Data section below:

PR #2665, opened 2025-07-23
ENH: Targeting multiple parameters on the same module

BenjaminBossan:
When the `target_parameters` feature for LoRA was introduced in #2638, there was one gap, namely the possibility to target multiple `nn.Parameter`s on the same module (there was only a workaround involving multiple adapters, but that is not user friendly). With this PR, it is now possible to achieve this.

End of Data section.

Lines of the material that contain the word "multiple" are to be gathered.

ENH: Targeting multiple parameters on the same module
When the `target_parameters` feature for LoRA was introduced in #2638, there was one gap, namely the possibility to target multiple `nn.Parameter`s on the same module (there was only a workaround involving multiple adapters, but that is not user friendly). With this PR, it is now possible to achieve this.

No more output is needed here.